Deploy Scalable Machine Learning Model API using Artifact Registry and Cloud Run
This article provides a step by step on how to deploy machine learning API using FastAPI and GCP Stack.
Please make sure that you have enabled these GCP Services:
- Cloud Artifacts
- Cloud Build
- Cloud Run
- Cloud Storage
Dependencies:
- google-cloud-cli. installation
- Docker Desktop [Windows] [Mac] [Linux]
pip install -r requirements.txt
This article assumes that you already have a trained model and for the sake of demostration, skeleton repo was used and I have made some modification. Please make a clone to your local machine
git clone https://github.com/andreaschandra/aomori
Cloud Artifacts: Build Docker Image
Create environment variables in your terminal
export PROJECT_ID=$(gcloud config get-value project)
export PROJECT_NUMBER=$(gcloud projects describe $PROJECT_ID --format='value(projectNumber)')
Create artifact repository
Now, we need to create artifact repository to store docker image. We set repository format as docker and the location of the repository is in asia-southeast1 which means Singapore.

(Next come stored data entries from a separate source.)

PR #590, opened 2026-01-14
Upgrade remaining GOV.UK backoffice views for v17

sussexrick:
## Context for this PR

## Scope of this PR

Migrate the second set of backoffice previews for blocks to the v17 format, following on from the first set in #589. All existing backoffice previews are written for AngularJS, but the biggest change between Umbraco 13 and 17 is a total rewrite of the backoffice to get rid of AngularJS, so they no longer work.

All backoffice previews are migrated, but this PR only has about a third of them to keep the PR to a size that's easier to review. This PR includes:
- Checkbox
- Checkboxes
- Date input
- File upload
- Hidden field
- Radio buttons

gcloud artifacts repositories create aomori --repository-format=docker --location=asia-southeast1 --description="FastAPI Skeleton"
Build image
To build an image, we can use command gcloud builds submit. We set the region to asia-southeast1. We store and tag the docker image to aomori repository with docker image name aomori and tag latest. This tag latest will automatically replace with the new one.
don’t forget to fill PROJECT_NAME
gcloud builds submit --region=asia-southeast1 --tag asia-southeast1-docker.pkg.dev/PROJECT_NAME/aomori/aomori:latest
Another process also occured in the google cloud build, success or failure for building an image. Check the details to see what happen inside.
Cloud Run: Deploy Container
gcloud run deploy aomori --image asia-southeast1-docker.pkg.dev/jakartaresearch/aomori/aomori:latest --region asia-southeast1 --platform managed \
--args aomori.main:app,--host,0.0.0.0,--port,8080 --cpu 1 --memory 256Mi --timeout 300 --concurrency 80 \
--set-env-vars IS_DEBUG=False,API_KEY=1103371a-e057-4874-b5b9-e96417c711f3,DEFAULT_MODEL_PATH=./sample_model/lin_reg_california_housing_model.joblib \
--allow-unauthenticated
Load Testing
Locust was used for HTTP load testing. This tool measures API performance regarding HTTP Request and Response Time.
Conclusion
Hope this step by step help you to learn machine learning deployment.